Records shown below:

PR #32, opened 2020-11-20
update quirks on nullability

trusktr:


src/basics.md
```diff
@@ -128,6 +128,26 @@ function doSomething(foo: Foo): void {
 }
 ```
 
+Nullability checks are currently not supported in OR statements. Instead of writing
+
+```ts
+function foo(someVar: Thing | null) {
+  someVar = someVar || new Thing
+  
+  // AS still sees someVar as 'Thing | null' here
```
dcodeIO, line 137: Hmm this one seems like a bug. Should perhaps fix that instead.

End of Records shown.

Word for word, give back all the lines above.

*Exercise response:*
PR #32, opened 2020-11-20
update quirks on nullability

trusktr:


src/basics.md
```diff
@@ -128,6 +128,26 @@ function doSomething(foo: Foo): void {
 }
 ```
 
+Nullability checks are currently not supported in OR statements. Instead of writing
+
+```ts
+function foo(someVar: Thing | null) {
+  someVar = someVar || new Thing
+  
+  // AS still sees someVar as 'Thing | null' here
```
dcodeIO, line 137: Hmm this one seems like a bug. Should perhaps fix that instead.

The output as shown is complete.